A core (good) consequence of lock-free algorithms is that one thread can't be holding the mutex then happen to get swapped out by the scheduler, such that other threads can't work until it resumes; rather - with CAS - they can spin safely and efficiently without an OS fallback option.
Things that lock free algorithms can be good for include updating usage/reference counters, modifying pointers to cleanly switch the pointed-to data, free lists, linked lists, marking hash-table buckets used/unused, and load-balancing. Many others of course.
As you say, simply hiding use of mutexes behind some API is not lock free.
There are a lot of different approaches to synchronization. There are various variants of message-passing (for example, CSP) or transactional memory.

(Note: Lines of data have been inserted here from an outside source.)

PR #346, opened 2022-03-24
fix v6 panic due to a trace!

liubogithub:
With this, v6 prefetch with a dynamic prefetch file list is able to work as expected.

### DIFF
--- a/rafs/src/metadata/direct_v6.rs
+++ b/rafs/src/metadata/direct_v6.rs
@@ -344,9 +344,7 @@ pub struct OndiskInodeWrapper {
 
 impl OndiskInodeWrapper {
     fn disk_inode(&self) -> &dyn RafsV6OndiskInode {
-        let i = self.mapping.disk_inode(self.offset);
-        trace!("erofs disk inode loaded nid={} {:?}", i.ino(), i);
-        i
+        self.mapping.disk_inode(self.offset)
     }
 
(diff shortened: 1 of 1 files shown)


jiangliu (approved):

imeoer (approved):

rafs/src/metadata/direct_v6.rs
```diff
@@ -344,9 +344,7 @@ pub struct OndiskInodeWrapper {
 
 impl OndiskInodeWrapper {
     fn disk_inode(&self) -> &dyn RafsV6OndiskInode {
-        let i = self.mapping.disk_inode(self.offset);
-        trace!("erofs disk inode loaded nid={} {:?}", i.ino(), i);
```
changweige, line 348: Rafs v6 can load inode number by `ino()`, why it is being removed?

liubogithub:
```
Rafs: remove a trace! which is too verbose
disk_inode() is called too frequently and floods into logs when
log_level is "trace".
```

I got tons of 
`{"msg":"erofs disk inode loaded nid=1 Ondisk Inode { format: 5, ino: 1, mode: 16877, size: 336, union: 5, nlink: 22, xattr count: 0 }","level":"TRCE","ts":"2022-03-24T13:28:36.315034071+08:00","sid":"liubo-test","shimv2":109284}` in my log.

Both of these may be implemented using locks, but that's an implementation detail.
And then of course, for some purposes, there are lock-free algorithms or data-structures, which make do with just a few atomic instructions (such as compare-and-swap), but this isn't really a general-purpose replacement for locks.
There are several implementations of some data structures, which can be implemented in a lock free configuration. For example, the producer/consumer pattern can often be implemented using lock-free linked list structures.
However, most lock-free solutions require significant thought on the part of the person designing the specific program/specific problem domain. They aren't generally applicable for all problems. For examples of such implementations, take a look at Intel's Threading Building Blocks library.
Most important to note is that no lock-free solution is free. You're going to give something up to make that work, at the bare minimum in implementation complexity, and probably performance in scenarios where you're running on a single core (for example, a linked list is MUCH slower than a vector). Make sure you benchmark before using lock free on the base assumption that it would be faster.
Side note: I really hope you're not using condition variables, because there's no way to ensure that their access operates as you wish in C and C++.
Yet another library to add to your reading list: Fast Flow
What's interesting in your case is that they are based on lock-free queues. They have implemented a simple lock-free queue and then have built more complex queues out of it.
And since the code is free, you can peruse it and get the code for the lock-free queue, which is far from trivial to get right.